I never participated in organized dramatic endeavors during my school years.  I was too busy attempting to be cool by pretending I was a jock.  In retrospect this was theatrics in its own right, given my lack of any notable athletic skill.  As a parent these days, and especially as a stay-at-home parent, I seem to be getting my shot on the "big stage", even though there isn't really a physical stage (last Thursday notwithstanding).  At times, my life has the tendency to feel like one big movie, or daytime television series, or even an off-broadway (way off) show.  Usually it tends to be a Rom-Com, but sometimes it's an action-packed thriller (usually when we are late needing to get somewhere), a sci-fi horror flick (typically involving scenes in the bathroom), or even a musical (when I just decide to sing everything I say to my kids).  Of course I'm usually cast in the standard role of dad, but also have had significant experience playing some form of royalty - typically prince.  I've dabbled in other roles too - pirate, butler, unicorn owner, shopping patron #2, etc. - in effort to diversify my character portfolio.  I've even had the opportunity to portray a variety of species from the kingdom Animalia, and not just as a voice-over.      

When I'm "in character", anyone with a basic understanding of acceptable social behavior could arguably say that the way I interact with my kids would medically be defined as "bat-shit crazy".  But the kids don't get it, nor do they care.  If they understand what is going on, they think it's relatively hilarious, and though they can be a pretty tough crowd, they can also be pretty forgiving as long as you make a concerted effort.  They won't be overtly critical if my attempt at a British accent takes on more of an Aussie tone.  There is also no fear of flubbing your lines, as our life is essentially a non-rehearsed Saturday Night Live episode starring your's truly in every skit.  Taking a dramatic approach to the day can add an element of fun variety to the otherwise common drudgery of domestic life.  It can also serve as a strategy to try and stay sane in the throes of chaos.  Let's approach this bedwetting scene in a "good cop gone bad" character type.  I will do damn near anything to get my kids to laugh.
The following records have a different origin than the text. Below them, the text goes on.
PR #346, opened 2021-01-29
Added support for tmux xdg config path

jpds:
tmux attempts to read `~/.config/tmux/tmux.conf` and displays a permission denied error without this addition.

### DIFF
--- a/policy/modules/apps/screen.te
+++ b/policy/modules/apps/screen.te
@@ -110,3 +110,7 @@ tunable_policy(`use_nfs_home_dirs',`
 	fs_manage_nfs_named_pipes(screen_domain)
 	fs_read_nfs_symlinks(screen_domain)
 ')
+
+optional_policy(`
+	xdg_search_config_dirs(screen_domain)
+')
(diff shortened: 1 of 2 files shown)


policy/modules/apps/screen.te
```diff
@@ -97,6 +97,8 @@ userdom_create_user_pty(screen_domain)
 userdom_setattr_user_ptys(screen_domain)
 userdom_setattr_user_ttys(screen_domain)
 
+xdg_read_config_files(screen_domain)
```
pebenito, line 100: Is tmux reading other files under $HOME/.config or is this just for the directory access?

dsugar100: Also, please wrap this in a optional block so xdg module can be disabled and screen still enabled.

jpds: @pebenito Indeed for directory access, without it I hit an error.

@dsugar100 Done.

jpds: @pebenito Just tried it with search_dirs() and that works fine.

pebenito (approved):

The girls haven't necessarily emulated my thespianism, as they've kept similar levels of drama over the years - absurdly high.  If anything, I'm just trying to keep up with their own theatrical displays.  Gus does some pretty emphatic facial expressions, but we usually chalk that up to gas.  It has been fun to watch the older ones assume different character roles while they are playing, as they've definitely started to understand that there is a level of creativity they need to employ to make those characters work.  I definitely hope that they are drawn to theater and performance as they get older, at least mildly, as I feel the skills you learn are essential tools to being a well adjusted person.  Putting yourself out there, especially on a stage, while terrifying, can also serve as an important life lesson in humility and be a huge boost of confidence.  It seems like it would also be really helpful when you need to "fake it to make it", a strategy I employ almost daily.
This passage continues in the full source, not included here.